■ The records

--------------------------------

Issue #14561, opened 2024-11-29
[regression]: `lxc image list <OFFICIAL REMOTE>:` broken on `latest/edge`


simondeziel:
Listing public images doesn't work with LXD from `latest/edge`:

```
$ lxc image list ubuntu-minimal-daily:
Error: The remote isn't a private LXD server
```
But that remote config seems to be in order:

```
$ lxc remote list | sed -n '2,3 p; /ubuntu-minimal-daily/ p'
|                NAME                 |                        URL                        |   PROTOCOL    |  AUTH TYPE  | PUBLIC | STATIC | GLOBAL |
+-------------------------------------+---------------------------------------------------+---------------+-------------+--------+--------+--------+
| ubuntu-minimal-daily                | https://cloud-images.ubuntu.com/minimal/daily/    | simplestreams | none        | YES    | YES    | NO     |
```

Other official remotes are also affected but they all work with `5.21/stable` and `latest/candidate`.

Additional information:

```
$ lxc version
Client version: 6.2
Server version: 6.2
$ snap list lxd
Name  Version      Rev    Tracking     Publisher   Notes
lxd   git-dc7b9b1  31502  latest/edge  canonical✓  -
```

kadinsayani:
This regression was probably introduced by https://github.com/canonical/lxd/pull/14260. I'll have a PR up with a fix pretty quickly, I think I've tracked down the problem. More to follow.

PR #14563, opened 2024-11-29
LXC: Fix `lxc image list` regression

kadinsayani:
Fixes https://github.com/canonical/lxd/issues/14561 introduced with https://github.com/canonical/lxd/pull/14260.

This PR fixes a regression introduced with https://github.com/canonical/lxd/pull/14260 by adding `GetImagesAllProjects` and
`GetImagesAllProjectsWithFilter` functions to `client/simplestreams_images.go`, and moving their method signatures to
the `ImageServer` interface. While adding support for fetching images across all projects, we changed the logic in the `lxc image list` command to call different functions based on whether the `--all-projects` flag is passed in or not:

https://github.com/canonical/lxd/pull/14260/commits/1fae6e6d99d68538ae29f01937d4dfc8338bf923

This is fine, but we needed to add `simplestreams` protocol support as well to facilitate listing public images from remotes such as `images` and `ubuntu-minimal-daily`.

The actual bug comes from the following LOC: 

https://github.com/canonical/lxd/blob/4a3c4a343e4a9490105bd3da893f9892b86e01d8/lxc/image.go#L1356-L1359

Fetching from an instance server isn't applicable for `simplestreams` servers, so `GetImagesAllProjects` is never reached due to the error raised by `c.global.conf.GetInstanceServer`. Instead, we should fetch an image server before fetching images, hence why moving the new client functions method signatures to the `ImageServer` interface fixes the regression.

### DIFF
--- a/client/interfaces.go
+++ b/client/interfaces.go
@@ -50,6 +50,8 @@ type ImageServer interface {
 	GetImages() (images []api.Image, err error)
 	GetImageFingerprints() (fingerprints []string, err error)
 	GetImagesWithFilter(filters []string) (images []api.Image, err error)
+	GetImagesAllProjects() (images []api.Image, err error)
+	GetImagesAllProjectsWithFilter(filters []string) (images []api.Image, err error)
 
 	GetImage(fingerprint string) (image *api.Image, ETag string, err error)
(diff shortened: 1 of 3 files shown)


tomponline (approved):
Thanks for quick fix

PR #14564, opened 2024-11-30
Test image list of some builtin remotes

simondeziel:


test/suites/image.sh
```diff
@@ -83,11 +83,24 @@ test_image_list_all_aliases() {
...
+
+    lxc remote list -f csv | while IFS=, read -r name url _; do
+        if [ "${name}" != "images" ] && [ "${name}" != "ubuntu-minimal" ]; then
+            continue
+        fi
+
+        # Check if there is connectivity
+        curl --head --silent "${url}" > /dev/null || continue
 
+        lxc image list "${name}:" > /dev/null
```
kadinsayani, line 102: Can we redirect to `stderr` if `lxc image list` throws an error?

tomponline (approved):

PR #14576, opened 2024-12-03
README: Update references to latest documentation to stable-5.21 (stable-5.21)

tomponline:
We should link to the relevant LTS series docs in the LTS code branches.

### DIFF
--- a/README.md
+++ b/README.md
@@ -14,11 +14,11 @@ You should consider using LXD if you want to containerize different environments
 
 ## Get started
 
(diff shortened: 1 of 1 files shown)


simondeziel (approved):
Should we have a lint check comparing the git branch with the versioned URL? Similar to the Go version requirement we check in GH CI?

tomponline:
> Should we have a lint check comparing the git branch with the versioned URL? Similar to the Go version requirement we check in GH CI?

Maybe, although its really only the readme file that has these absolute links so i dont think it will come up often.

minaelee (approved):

--------------------------------

■ Exercise objective
Before answering, count every line of the records that contains "filters"; the answer is that number and nothing more.

■ Answer for the task
2